В квартиру он поднялся медленно, медленно же прошелся по комнате и остановился возле буфета. На полках рядами выстроились банки с тушенкой и консервированной фасолью, картонка с полудюжиной яиц, несколько пачек галет и начатая коробка супового концентрата («Готовые супы мастера Двурми. Польза и натуральный вкус в каждой ложке!»). Окинув взглядом это изобилие, он вытащил галету и вернулся за стол: вряд ли Турин задержится надолго.
Принципиально нового в газетных заголовках по-прежнему не наблюдалось. На Приграничье без перемен, условные союзники сидят смирно и зализывают раны, Ангбанд выжидает. Большая статья о смертных беженцах в Дориате сводилась все к тому же многословию «за» и «против», и ее Белег дочитывать не стал, перелистнул к сводкам происшествий. Но и там не нашлось ничего стоящего: пара уже привычных потасовок в Новом Заречье, драка в Клубке и ежевечерний биндюжный дебош в приснопамятном кабаке «Ивушка». Еще имелись три карманные кражи, две хулиганские выходки и одна незначительная автомобильная авария в центре города, да притягивала взгляд излишне подробная, излишне броская заметка о двух юных нис, напуганных неизвестным смертным, что справлял малую нужду на парадной набережной Эсгалдуина. (Сразу после Нирнаэт и размещения в Дориате первых беженцев по всем редакциям пустили настоятельную рекомендацию с самого верха: снижать градус при освещении инцидентов со смертными на территории королевства. Но с каждым годом и с каждым резонансным происшествием градус этот неизменно повышался).
На предпоследней странице афиша освещала новый сезон: танцевальные вечера, творческие встречи, осенний концерт блистательной ниссэн Аримэ… «По обе стороны Великого Моря» — это уже про выставку жемчугов «лучших коллекций Домов тэлэри и фалатрим», многочисленные анонсы к грядущему Празднику урожая.
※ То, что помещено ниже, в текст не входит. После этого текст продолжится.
PR #3857, opened 2024-09-19
FERC 714: Integrate the XBRL data Respondent ID table 

### LINKED ISSUE #3839: Write transform function to clean and normalize FERC 714 XBRL respondent ID table
```[tasklist]
### Tasks
- [ ] ensure no sructural changes in new and old data
- [ ] do id's change year-to-year?
- [ ] are there new id's that are different than the old ids?
- [ ] fix any baddies
```

cmgosnell:
# Overview

Closes #3839 and #3858

What did you change?
There were two main threads that needed pulling to get this table updates:
* **Table compatibility**: The csv table is static while the xbrl table is reported annually. A lot of the downstream analysis expects this table to be static. So the first step was to check whether or not the columns that we have in the CSV years had consistent data over the few XBRL years that we have. There were a small number of `eia_code`'s we needed to clean up, but besides that it was static. I then converted the XBRL data into a static table, then I concat-ed the tables and checked the static-ness again.
* **eia_code cleaning**: Not a ton but some cleaning necessary. Done all in `spot_fix_eia_codes` & `EIA_CODE_FIXES`

still todo that I'd rather finish in `transform-714-xbrl` [3842](https://github.com/catalyst-cooperative/pudl/pull/3842):
* metadata/schema updates: add csv and xbrl respondent id's into table.

# Testing

```[tasklist]
# To-do list
- [x] Materialize the assets locally
```

### DIFF
--- a/src/pudl/transform/ferc714.py
+++ b/src/pudl/transform/ferc714.py
@@ -196,6 +196,9 @@ EIA_CODE_FIXES = {
     323: 58790,  # Gridforce Energy Management (missing)
     324: 58791,  # NaturEner Wind Watch LLC (Fixes bad ID 57995)
     329: 39347,  # East Texas Electricity Cooperative (missing)
+    # TODO: this is a placeholder! this is the new respondent_id_ferc714
+    # and everything above is a respondent_id_ferc714_csv
+    218: 56365,  # NaturEner Power Watch LLC (Fixes bad ID 57049, 57050)
 }
 """Overrides of FERC 714 respondent IDs with wrong or missing EIA Codes."""
 
@@ -204,7 +207,13 @@ RENAME_COLS = {
         "csv": {
             "respondent_id": "respondent_id_ferc714_csv",
             "respondent_name": "respondent_name_ferc714",
-        }
+            "eia_code": "eia_code",
+        },
+        "xbrl": {
+            "entity_id": "respondent_id_ferc714_xbrl",
+            "respondent_legal_name": "respondent_name_ferc714",
+            "respondent_identification_code": "eia_code",
+        },
     },
     "out_ferc714__hourly_planning_area_demand": {
         "csv": {
@@ -315,12 +324,96 @@ def _post_process(df: pd.DataFrame, table_name: str) -> pd.DataFrame:
     return PUDL_PACKAGE.get_resource(table_name).enforce_schema(df)
 
 
+class RespondentId:
+    """Class for building the :ref:`out_ferc714__hourly_planning_area_demand` asset.
+
+    Most of the methods in this class as staticmethods. The purpose of using a class
+    in this instance is mostly for organizing the table specific transforms under the
+    same name-space.
+    """
+
+    @classmethod
+    def run(
+        cls, raw_csv: pd.DataFrame, raw_xbrl_duration: pd.DataFrame
+    ) -> pd.DataFrame:
+        """Build the table for the :ref:`core_ferc714__respondent_id` asset.
+
+        TODO: Determine where the existing
+        """
+        table_name = "core_ferc714__respondent_id"
+        csv = _pre_process_csv(raw_csv, table_name)
+
+        xbrl = rename_columns(
+            raw_xbrl_duration,
+            params=RenameColumns(columns=RENAME_COLS[table_name]["xbrl"]),
+        ).pipe(cls.clean_eia_codes_xbrl)
+
+        df = pd.concat([csv, xbrl]).reset_index(drop=True)
+
+        return df
+
+    @staticmethod
+    def clean_eia_codes_xbrl(xbrl):
+        """Make eia_code's cleaner.
+
+        Desired outcomes here include all respondents have only one non-null
+        eia_code and all eia_codes that are actually the respondent_id_ferc714_xbrl
+        are nulled.
+
+        TODO: move the non-eia_code asserts
+        TODO: Convert bare asserts into Assertions
+        """
+        # we expect all of these submissions to be from the last Q
+        assert all(xbrl.report_period == "Q4")
+        # the CSV data does not vary by year, so we need to check if that is also going to be the case for the XBRL data
+        assert all(
+            xbrl.groupby(["respondent_id_ferc714_xbrl"])[  # noqa: PD101
+                ["respondent_name_ferc714"]
+            ].nunique()
+            == 1
+        )
+        # first we are gonna null out all of the "EIA" codes that are really just the respondent id
+        code_is_respondent_id_mask = xbrl.eia_code.str.startswith("C") & (
+            xbrl.respondent_id_ferc714_xbrl == xbrl.eia_code
+        )
+        xbrl.loc[code_is_respondent_id_mask, "eia_code"] = pd.NA
+
+        # lets null out some of the eia_code's from XBRL that we've manually culled
+        respondent_id_xbrl_to_bad_eia_code = {
+            "C002422": ["5776"],
+            "C011374": ["8376"],
+            "C002869": ["F720204"],
+            "C002732": ["F720204", "57049, 57050"],
+            "C011420": ["16606"],
+        }
+        for rid_xbrl, bad_eia_codes in respondent_id_xbrl_to_bad_eia_code.items():
+            xbrl.loc[
+                (xbrl.respondent_id_ferc714_xbrl == rid_xbrl)
+                & (xbrl.eia_code.isin(bad_eia_codes)),
+                "eia_code",
+            ] = pd.NA
+        assert all(
+            xbrl.dropna(subset=["eia_code"])  # noqa: PD101
+            .groupby(["respondent_id_ferc714_xbrl"])[["eia_code"]]
+            .nunique()
+            == 1
+        )
+        xbrl = xbrl.astype({"eia_code": pd.Int64Dtype()})
+        return xbrl
+
+
 @asset(
     io_manager_key="pudl_io_manager",
+    ins={
+        "raw_csv": AssetIn(key="raw_ferc714_csv__respondent_id"),
+        "raw_xbrl_duration": AssetIn(
+            key="raw_ferc714_xbrl__identification_and_certification_01_1_duration"
+        ),
+    },
     compute_kind="pandas",
 )
 def core_ferc714__respondent_id(
-    raw_ferc714_csv__respondent_id: pd.DataFrame,
+    raw_csv: pd.DataFrame, raw_xbrl_duration: pd.DataFrame
 ) -> pd.DataFrame:
     """Transform the FERC 714 respondent IDs, names, and EIA utility IDs.
 
@@ -329,15 +422,17 @@ def core_ferc714__respondent_id(
     corresponding EIA utility IDs provided by FERC for some reason (including
     PacifiCorp).
 
+    TODO: migrate transforms up into RespondentId.run() and just call that here.
+
     Args:
-        raw_ferc714_csv__respondent_id: Raw table describing the FERC 714 Respondents.
+        raw_csv: Raw table describing the FERC 714 Respondents from the CSV years.
+        raw_xbrl_duration: Raw table describing the FERC 714 Respondents from the
+            XBRL years.
 
     Returns:
         A clean(er) version of the FERC-714 respondents table.
     """
-    df = _pre_process_csv(
-        raw_ferc714_csv__respondent_id, table_name="core_ferc714__respondent_id"
-    )
+    df = _pre_process_csv(raw_csv, table_name="core_ferc714__respondent_id")
     df["respondent_name_ferc714"] = df.respondent_name_ferc714.str.strip()
     df.loc[df.eia_code == 0, "eia_code"] = pd.NA
     # There are a few utilities that seem mappable, but missing:
--- a/src/pudl/transform/ferc714.py
+++ b/src/pudl/transform/ferc714.py
@@ -174,7 +174,7 @@ TIMEZONE_CODES = {
 }
 """Mapping between standardized time offset codes and canonical timezones."""
 
-EIA_CODE_FIXES = {
+EIA_CODE_FIXES: dict[Literal["combined", "csv", "xbrl"], dict[int | str], int] = {
     "combined": {
         # FERC 714 Respondent ID: EIA BA or Utility ID
         125: 2775,  # EIA BA CAISO (fixing bad EIA Code of 229)
@@ -215,7 +215,13 @@ EIA_CODE_FIXES = {
         329: 39347,  # East Texas Electricity Cooperative (missing)
     },
 }
-"""Overrides of FERC 714 respondent IDs with wrong or missing EIA Codes."""
+"""Overrides of FERC 714 respondent IDs with wrong or missing EIA Codes.
+
+This is used in :meth:`RespondentId.spot_fix_eia_codes`. The dictionary
+is organized by "source" keys ("combined", "csv", or "xbrl"). Each source's
+value is a secondary dictionary which contains source respondent ID's as keys
+and fixes for EIA codes as values.
+"""
 
 RENAME_COLS = {
     "core_ferc714__respondent_id": {
@@ -320,7 +326,17 @@ def _assign_respondent_id_ferc714(
 def _fillna_respondent_id_ferc714_source(
     df: pd.DataFrame, source: Literal["csv", "xbrl"]
 ) -> pd.DataFrame:
-    """Fill missing CSV or XBRL respondent id."""
+    """Fill missing CSV or XBRL respondent id.
+
+    The source (CSV or XBRL) tables get assigned a PUDL-derived
+    ``respondent_id_ferc714`` ID column (via :func:`_assign_respondent_id_ferc714`).
+    After we concatenate the source tables, we sometimes to backfill and
+    forward-fill the source IDs (``respondent_id_ferc714_csv`` and
+    ``respondent_id_ferc714_xbrl``). This way the older records from the CSV years
+    will also have the XBRL ID's and vice versa. This will enable users to find
+    the full timeseries of a respondent that given either source ID (instead of
+    using the source ID to find the PUDL-derived ID and then finding the records).
+    """
     respondent_map_ferc714 = pd.read_csv(
         importlib.resources.files("pudl.package_data.glue")
         / "respondent_id_ferc714.csv"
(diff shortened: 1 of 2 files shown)


src/pudl/transform/ferc714.py
```diff
@@ -175,27 +175,45 @@
 """Mapping between standardized time offset codes and canonical timezones."""
 
 EIA_CODE_FIXES = {
```
cmgosnell, line 177: instead of converting all of these code fixes into the pudl-derived respondent id-based fixes, I kept the sourcey-ness. This is mostly to enable checking things at each stage - primarily `ensure_eia_code_uniqueness`

src/pudl/transform/ferc714.py
```diff
@@ -293,6 +317,26 @@ def _assign_respondent_id_ferc714(
     return df
 
 
+def _fillna_respondent_id_ferc714_source(
```
cmgosnell, line 320: this is actually also necessary in the hourly table as well!

src/pudl/transform/ferc714.py
```diff
@@ -293,6 +317,26 @@ def _assign_respondent_id_ferc714(
...
+    # use the source utility ID column to get a unique map and for merging
+    resp_id_col = f"respondent_id_ferc714_{source}"
+    resp_map_series = respondent_map_ferc714.dropna(subset=[resp_id_col]).set_index(
+        "respondent_id_ferc714"
+    )[resp_id_col]
+
+    df[resp_id_col] = df[resp_id_col].fillna(
+        df["respondent_id_ferc714"].map(resp_map_series)
+    )
+    return df
```
aesharpe, line 337: I'm not sure I understand how this is working. The `_assign_respondent_id_ferc714` function maps the `respondent_id_ferc714` column and then this column appears to work backwards from that to map on missing `respondent_id_ferc714_source` values. How is that possible? If there is no `respondent_id_ferc714_source` to begin with how can we map a `respondent_id_ferc714` value onto it?

src/pudl/transform/ferc714.py
aesharpe: Worth checking whether it's necessary for the hourly table

src/pudl/transform/ferc714.py
```diff
@@ -306,6 +350,8 @@ def _post_process(df: pd.DataFrame, table_name: str) -> pd.DataFrame:
     Applies standard data types and ensures that the tables generally conform to the
     schemas we have defined for them.
 
+    TODO: rip this out. enforce_schema happens via the io_managers now.
+
```
aesharpe, line 354: What's stopping us from removing it now?

src/pudl/transform/ferc714.py
```diff
@@ -315,35 +361,223 @@ def _post_process(df: pd.DataFrame, table_name: str) -> pd.DataFrame:
     return PUDL_PACKAGE.get_resource(table_name).enforce_schema(df)
 
 
+class RespondentId:
+    """Class for building the :ref:`out_ferc714__hourly_planning_area_demand` asset.
```
aesharpe, line 365: Update to say `core_ferc714__respondent_id` instead of hourly table

src/pudl/transform/ferc714.py
```diff
@@ -315,35 +361,223 @@ def _post_process(df: pd.DataFrame, table_name: str) -> pd.DataFrame:
...
+            .pipe(cls.ensure_eia_code_uniqueness, "xbrl")
+            .pipe(cls.convert_into_static_table_xbrl)
+            .assign(source="xbrl")
+        )
+        # CONCATED STUFF
+        df = (
+            pd.concat([csv, xbrl])
+            .reset_index(drop=True)
+            .convert_dtypes()
+            .pipe(cls.spot_fix_eia_codes, "combined")
```
aesharpe, line 426: What's the rationale for having a "combined" spot fix if you are also going to have breakout xbrl and csv spot fixes? Would be nice to add a little sentence about this in the `EIA_CODE_FIXES` dict above.

src/pudl/transform/ferc714.py
```diff
@@ -315,35 +361,223 @@ def _post_process(df: pd.DataFrame, table_name: str) -> pd.DataFrame:
...
+            .pipe(cls.ensure_eia_code_uniqueness, "combined")
+            .pipe(cls.condense_into_one_source_table)
+            .pipe(_fillna_respondent_id_ferc714_source, "csv")
+            # the xbrl version of this is fillna is not *strictly necessary*
+            # bc we are sorting the records to grab the xbrl record
+            .pipe(_fillna_respondent_id_ferc714_source, "xbrl")
```
aesharpe, line 432: How come this is down in the combined section if it is specific to csv and xbrl?

src/pudl/transform/ferc714.py
```diff
@@ -315,35 +361,223 @@ def _post_process(df: pd.DataFrame, table_name: str) -> pd.DataFrame:
...
+        )
+        return df
+
+    @staticmethod
+    def spot_fix_eia_codes(
+        df: pd.DataFrame, source: Literal["csv", "xbrl", "combined"]
+    ) -> pd.DataFrame:
+        """Spot fix the eia_codes."""
+        df.loc[df.eia_code == 0, "eia_code"] = pd.NA
```
aesharpe, line 441: Maybe add a brief description of why this is done by source instead of as a conjoined table

src/pudl/transform/ferc714.py
```diff
@@ -315,35 +361,223 @@ def _post_process(df: pd.DataFrame, table_name: str) -> pd.DataFrame:
...
+            )
+        return df.drop(columns=["eia_code_count"])
+
+    @staticmethod
+    def clean_eia_codes_xbrl(xbrl: pd.DataFrame) -> pd.DataFrame:
+        """Make eia_code's cleaner coming from the XBRL data.
+
+        Desired outcomes here include all respondents have only one non-null
+        eia_code and all eia_codes that are actually the respondent_id_ferc714_xbrl
+        are nulled.
```
aesharpe, line 474: Is it possible that the `respondent_id_ferc714_xbrl` and `eia_code` are the same?

aesharpe: mmm looks like no because they start with C!

src/pudl/transform/ferc714.py
```diff
@@ -315,35 +361,223 @@ def _post_process(df: pd.DataFrame, table_name: str) -> pd.DataFrame:
...
+        """
+        # we expect all of these submissions to be from the last Q
+        assert all(xbrl.report_period == "Q4")
+        # first we are gonna null out all of the "EIA" codes that are really just the respondent id
+        code_is_respondent_id_mask = xbrl.eia_code.str.startswith("C") & (
+            xbrl.respondent_id_ferc714_xbrl == xbrl.eia_code
+        )
+        xbrl.loc[code_is_respondent_id_mask, "eia_code"] = pd.NA
+
+        # lets null out some of the eia_code's from XBRL that we've manually culled
```
aesharpe, line 484: By manually culled do you mean that these IDs are not the actual eia_code?

src/pudl/transform/ferc714.py
```diff
@@ -315,35 +361,223 @@ def _post_process(df: pd.DataFrame, table_name: str) -> pd.DataFrame:
...
+            xbrl.loc[
+                (xbrl.respondent_id_ferc714_xbrl == rid_xbrl)
+                & (xbrl.eia_code.isin(bad_eia_codes)),
+                "eia_code",
+            ] = pd.NA
+        return xbrl
+
+    @staticmethod
+    def convert_into_static_table_xbrl(xbrl: pd.DataFrame) -> pd.DataFrame:
+        """Convert this annually reported table into a skinner, static table.
```
aesharpe, line 502: Do you mean skinnier?

src/pudl/transform/ferc714.py
```diff
@@ -315,35 +361,223 @@ def _post_process(df: pd.DataFrame, table_name: str) -> pd.DataFrame:
...
+        whether or not the shared variables change over time and then
+        converting this table into a non-time-varying table.
+        """
+        # the CSV data does not vary by year, so we need to check if that is
+        # also going to be the case for the XBRL data. we check the eia_codes
+        # during ensure_eia_code_uniqueness. The name is less crucial but we
+        # should still check.
+        assert all(
+            xbrl.groupby(["respondent_id_ferc714_xbrl"])[  # noqa: PD101
+                ["respondent_name_ferc714"]
```
aesharpe, line 516: Is it possible there are some different spellings of the respondent name that would cause this to look like a 1:1 ratio when it's not?

src/pudl/transform/ferc714.py
```diff
@@ -315,35 +361,223 @@ def _post_process(df: pd.DataFrame, table_name: str) -> pd.DataFrame:
...
+        # name is the name we get
+        return (
+            xbrl.sort_values(["report_year"], ascending=False)[cols_to_keep]
+            .sort_values(["respondent_id_ferc714", "eia_code"])
+            .drop_duplicates(subset=["respondent_id_ferc714"], keep="first")
+        )
+
+    @staticmethod
+    def condense_into_one_source_table(df):
+        """Condense the CSV and XBRL records together into one record.
```
aesharpe, line 538: Not blocking at all, but in the other two tables we just put this code directly into the `run` function instead of creating it's own function wrapper. NBD, but it would be good to be consistent.

aesharpe: OR we could very easily make this a function vs. a class method because I think it's the same for all tables. We could just have a column parameter or something.

aesharpe (commented):
Mostly non-blocking comments or questions!

src/pudl/transform/ferc714.py
```diff
@@ -204,7 +222,13 @@
         "csv": {
             "respondent_id": "respondent_id_ferc714_csv",
             "respondent_name": "respondent_name_ferc714",
-        }
+            "eia_code": "eia_code",
+        },
+        "xbrl": {
+            "entity_id": "respondent_id_ferc714_xbrl",
+            "respondent_legal_name": "respondent_name_ferc714",
+            "respondent_identification_code": "eia_code",
```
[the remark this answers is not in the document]
aesharpe: I supposed the csv version had eia_code so it makes sense that this is too.

src/pudl/transform/ferc714.py
aesharpe: Also not sure I understand why this is important when we drop the respondent id source columns anyways?

src/pudl/transform/ferc714.py
cmgosnell: on this branch its being called in the annual table! so i wanted to leave this note to remind myself to rip it out once we get all these tables merged into one branch

aesharpe: We should create a list somewhere. I'll add it to your original hourly PR

src/pudl/transform/ferc714.py
cmgosnell: Zane gave me verbal feedback about supporting my leaning towards keeping the source IDs at least in the long hourly table.

This step really only makes sense to run *after* we have added in the `respondent_id_ferc714`. so everything has a pudl-derived id. but also in the context of the hourly table, doing this would enable users to come to the data with the source ID that they are the most familiar with and get the full time series (so if they knew the CSV-based respondent ID and selected records based on that they'd get the all of the years for that respondent including XBRL years if the respondent is mapped the an xbrl respondent.

src/pudl/transform/ferc714.py
cmgosnell: i thought about combining them all of keeping them all separate. I liked this option the best because i could only add things to the combined section if they actually needed to get fixed in both sources. I will add docs about it!

src/pudl/transform/ferc714.py
cmgosnell: this is fair to flag bc i guess it does look weird. but i think this answer will be more clear if you read the response to your question above. but if its still unclear lmk! also i'll try to update the docs!

src/pudl/transform/ferc714.py
cmgosnell: this isn't a concat step like the other ones. actually this table does get concat-ed first. the output of this table is one record per respondent, so before this we have one from csv and one from xbrl. we've made sure the eia_codes are unique and this step just drop dupes.

src/pudl/transform/ferc714.py
aesharpe: That's kind of what I though--I think your docs updates will help!

src/pudl/transform/ferc714.py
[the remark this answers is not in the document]
cmgosnell: yea its not definitely an eia code in its raw form.... but we clean it up to kinda force it to be that

src/pudl/transform/ferc714.py
cmgosnell: I think it will be nice to add them in to that table as well!

src/pudl/transform/ferc714.py
cmgosnell: okay i added much more into that doc string. i'm going to resolve this comment but feel free to un-resolve it if it still needs attention.

src/pudl/transform/ferc714.py
cmgosnell: yes i added more details here

src/pudl/transform/ferc714.py
cmgosnell: i was worried that there would be different names here, which is why i added this assert in here.

src/pudl/transform/ferc714.py
```diff
@@ -174,37 +174,67 @@
...
+        329: 39347,  # East Texas Electricity Cooperative (missing)
+    },
 }
-"""Overrides of FERC 714 respondent IDs with wrong or missing EIA Codes."""
+"""Overrides of FERC 714 respondent IDs with wrong or missing EIA Codes.
+
+This is used in :meth:`RespondentId.spot_fix_eia_codes`. The dictionary
+is organized by "source" keys ("combined", "csv", or "xbrl"). Each source's
+value is a secondary dictionary which contains source respondent ID's as keys
+and fixes for EIA codes as values.
```
aesharpe, line 223: Can you add an explanation here as to why there is a "combined" section?

src/pudl/transform/ferc714.py
```diff
@@ -293,6 +323,36 @@ def _assign_respondent_id_ferc714(
...
+    """Fill missing CSV or XBRL respondent id.
+
+    The source (CSV or XBRL) tables get assigned a PUDL-derived
+    ``respondent_id_ferc714`` ID column (via :func:`_assign_respondent_id_ferc714`).
+    After we concatenate the source tables, we sometimes to backfill and
+    forward-fill the source IDs (``respondent_id_ferc714_csv`` and
+    ``respondent_id_ferc714_xbrl``). This way the older records from the CSV years
+    will also have the XBRL ID's and vice versa. This will enable users to find
+    the full timeseries of a respondent that given either source ID (instead of
+    using the source ID to find the PUDL-derived ID and then finding the records).
```
aesharpe, line 338: ohh ok I understand now! It's backfilling old, non XBRL years and forward filling non CSV years.

There's one little type here: `we sometimes to backfill`

src/pudl/transform/ferc714.py
```diff
@@ -315,35 +377,235 @@ def _post_process(df: pd.DataFrame, table_name: str) -> pd.DataFrame:
...
+        df = (
+            pd.concat([csv, xbrl])
+            .reset_index(drop=True)
+            .convert_dtypes()
+            .pipe(cls.spot_fix_eia_codes, "combined")
+            .pipe(cls.ensure_eia_code_uniqueness, "combined")
+            .pipe(cls.condense_into_one_source_table)
+            .pipe(_fillna_respondent_id_ferc714_source, "csv")
+            # the xbrl version of this is fillna is not *strictly necessary*
+            # bc we are sorting the records to grab the xbrl record
```
aesharpe, line 447: I don't understand this comment...but I do understand the `_fillna` function now!

src/pudl/transform/ferc714.py
```diff
@@ -315,35 +377,235 @@ def _post_process(df: pd.DataFrame, table_name: str) -> pd.DataFrame:
...
+        """Spot fix the eia_codes.
+
+        We have manually compiled fixes to the EIA Codes that are reported
+        in :py:const:`EIA_CODE_FIXES`. We separated these fixes by either coming
+        directly from the CSV data, the XBRL data, or the combined data. We use the
+        corresponding source or PUDL-derived respondent ID to identify the EIA code to
+        overwrite. We could have combined these fixes all into one set of combined fixes
+        identified by the PUDL-derived ``respondent_id_ferc714``, but this way we can do
+        more targeted source-based cleaning and test each source's EIA codes before the
+        sources are concatenated together.
```
aesharpe, line 465: I feel like some of this info can live in the dictionary description instead.

src/pudl/transform/ferc714.py
```diff
@@ -315,35 +377,235 @@ def _post_process(df: pd.DataFrame, table_name: str) -> pd.DataFrame:
...
+            == 1
+        )
+        cols_to_keep = [
+            "respondent_id_ferc714",
+            "respondent_id_ferc714_xbrl",
+            "respondent_name_ferc714",
+            "eia_code",
+        ]
+        # we are not checking whether the respondent_name_ferc714 is exactly
+        # consistent across the submissions so before we grab the one true eia_code
```
aesharpe, line 555: Is this not what's happening in the assertion statement above?

src/pudl/transform/ferc714.py
```diff
@@ -315,35 +377,235 @@ def _post_process(df: pd.DataFrame, table_name: str) -> pd.DataFrame:
...
+        """Condense the CSV and XBRL records together into one record.
+
+        We have two records coming from each of the two sources in this table.
+        This method simply drops duplicates based on the PKs of the table.
+        We know that the names are different in the CSV vs the XBRL source.
+        We are going to grab the XBRL names because they are more recent.
+
+        NOTE: We could have merged the data in run instead of concatenating
+        along the index. We would have had to develop different methods for
+        :meth:`ensure_eia_code_uniqueness`.
```
aesharpe, line 575: What does "merge the data in run" mean?

aesharpe (approved):
Just some questions and non-blocking stuff!

src/pudl/transform/ferc714.py
aesharpe: ohhh the function run. Maybe make that a tad clearer?

src/pudl/transform/ferc714.py
cmgosnell: oh yea you are right

src/pudl/transform/ferc714.py
cmgosnell: ah yes! I will add a :meth: reference here so that is more clear!

src/pudl/transform/ferc714.py
cmgosnell: i kinda like the explanation better down in the place where the transform actually happens... but i moved it up here.

src/pudl/transform/ferc714.py
cmgosnell: i change the language here a bit to reference this sorting i'm talking about.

Поздравления, свадебные объявления, новорожденные… На последней странице объявления о без вести пропавших и столбик некрологов — все с Приграничья.
Кресло скрипнуло, сложенная газета шлепнулась в общую стопку.
Можно было сделать еще вот что: дойти до почтового отделения, а лучше сразу до Портового городка — там заинтересованные читатели доставали голодримские газеты, в том числе строжайше запрещенные. С другой стороны, не стоило оставлять пустую квартиру, тащиться к реке и преждевременно напоминать о себе в некоторых полезных местах. Главное, не стоило потакать нетерпению. И потому Белег никуда не пошел. Просто расстегнул пиджак, улегся щекой на сукно и обхватил себя поперек груди. Уличный шум поплыл, превратился к монотонный гул; затем стих вовсе и не беспокоил его ровно двадцать минут. А потом Белег рывком поднялся, сходил умыться и вернулся за стол — стал чистить револьвер.
За этим занятием его и застал топот на лестнице. Туриновы армейские ботинки отбили нарастающую чечетку, квартирная дверь распахнулась, ударилась о стену; на ней забилась, зазвенела латунная цепочка. Запыхавшийся молодой человек появился на пороге секундой позже и, переломившись, уперся ладонями в линялые колени галифе.